Bear News Beartown News

NOVEMBER 1, 2003


It was a clear, cold November morning, every condition imaginable was just right. The young deer hunter sat still and quiet in the tree stand hoping to get his first deer. Just after daybreak, he could hear the crunching of the leaves as a deer made it way down the trail toward his stand. His heart quickened.
Moments later, a HUGE 10-pointer at least 20" wide stood still broadside not more than 20 yards away. He slowly raised the rifle, clicked off the safety, squeeze, boom. The deer dropped instantly in his tracks. The guy was so excited, he quickly hung the gun back on the nail in the tree, scampered down the ladder and ran over the where the buck lay.
Reaching for his knife to begin field-dressing the deer, he realized that he must first tag the deer. Not wanting to get into any trouble, he laid down his knife, pulled the tag from his pocket, filled it out, and neatly tied it to the buck's massive antlers.
He reached down picked up the knife to resume field-dressing the deer, then the buck did something unexpected, he jumped up, snorted, and ran back up the trail over the ridge. The hunter stood there in amazement for a moment, glanced back up in the tree at his rifle hanging near the stand, looked at the knife in his hand, then mumbled a couple of choice words then tore out running after the big buck.

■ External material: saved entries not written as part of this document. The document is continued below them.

PR #190, opened 2022-09-02
changed unwrap

Jade-Jones-dev:
changed unwrap to expect


deekerno:
Thanks for the contribution! We happened to address this in a separate PR, but we appreciate you taking the time to have a go at this. Feel free to look at any of the other issues labeled "Good first issue", and if you choose one, let us know by adding a comment so we don't duplicate work. :smile:

Also, here's [a link](https://doc.rust-lang.org/book/ch09-02-recoverable-errors-with-result.html#shortcuts-for-panic-on-error-unwrap-and-expect) about the differences between `unwrap` and `expect`, and why one may choose one over the other.

Closing, superseded by #191.

PR #201, opened 2022-09-08
Update test & example for new api + fix Docker build

ra0x3:
### Description 
- This PR does a few things:
  - Fixes an unexpected bug in the Docker image (due to some recent changes in Ubuntu 22.04. I believe [This SO question](https://askubuntu.com/questions/1424442/libssl1-1-is-deprecated-in-ubuntu-22-04-what-to-do-now) is in the ballpark of what I'm referring to)
  - Updates the `simple-native` example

Moments after the buck crossed over the ridge top, there was a boom from another hunter's rifle. The young deer hunter thought to himself,
"Oh no, not my deer". As he reached the ridge top and crossed over, he saw the big buck lying on the trail ahead of him as a hunter cautiously approached the downed deer checking it for dead. The young hunter runs up to the guy, out of breath he explains "That's my deer, huff, huff, that's my deer". "Like heck it is" said the other guy. "I just shot this one". "No, no, look, it's got my tag on his antlers".
The second hunter looked down at the deer, sure enough, there were tags attached to the antlers. He looked back at the young guy completely exhausted and out of breath holding the pocket knife and says,
"Fella, if you're man enough to tag 'em first and then run 'em down, you can have this deer."

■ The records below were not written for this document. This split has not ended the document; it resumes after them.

Issue #185, opened 2022-09-02
Optimize healthcheck's uptime implementation


ra0x3:
- Right now the Indexer uses `ps` via a `Command` to grab the service's uptime
- As noted in [this comment](https://github.com/FuelLabs/fuel-indexer/pull/174#discussion_r961047876) we can optimize this process a bit by just passing some `$CURRENT_TIME_IN_MILLISECONDS` argument to the service at start time
- We would then just calculate uptime using this starting value instead of running a process every 10secs

Additional context
- The healthcheck runs every 10 seconds so this isn't a huge issue for now

PR #202, opened 2022-09-08
Calculate uptime by using time elapsed since instant

deekerno:
## Description
As detailed in #185, this PR adjusts the calculation of API uptime to use elapsed time.

### DIFF
--- a/fuel-indexer/src/api.rs
+++ b/fuel-indexer/src/api.rs
@@ -20,7 +20,7 @@ use hyper::Client;
 use hyper_tls::HttpsConnector;
 use serde::Deserialize;
 use serde_json::{json, Value};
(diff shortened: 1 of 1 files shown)


ra0x3 (changes requested):
@deekerno Looks good. My only comment is just to update the `"uptime"` key in the JSON response to clarify what interval the time is in (e.g., `"uptime(seconds)"` or `"uptime(millis)"` or whatever the time granularity is)

deekerno:
@ra0x3 Good point. Added the interval, and changed to seconds instead of milliseconds as the former is probably more useful for uptime reasons.

ra0x3 (approved):
LGTM 👍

A woman goes into a sporting goods store to buy a rifle. "It's for my husband," she tells the clerk.
"Did he tell you what caliber to get?" asked the clerk.
"Are you kidding?" she says. "He doesnt even know that I am going to shoot him!"
John was a minister who neglected his congregational duties on opening weekend to go deer hunting. While out hunting, he stopped to take a break when suddenly he was confronted by the largest, meanest looking bear he had ever seen.
The bear stood and advanced on him, popping it's jaws and snarling. In his fear, John emptied his rifle without hitting the bear. Dropping the gun, he turned and ran as fast as he could in a vain attempt to outrun the bear. John ran up to the edge of a very steep cliff.
John was terrified and knew he was going to be attacked. Seeing no way out of his predicament, and with the bear closing in rather quickly, John got down on his knees, opened his arms, and exclaimed,
"Dear Lord! Please give this bear some RELIGION!"
The skies darkened and a bolt of lightning flashed.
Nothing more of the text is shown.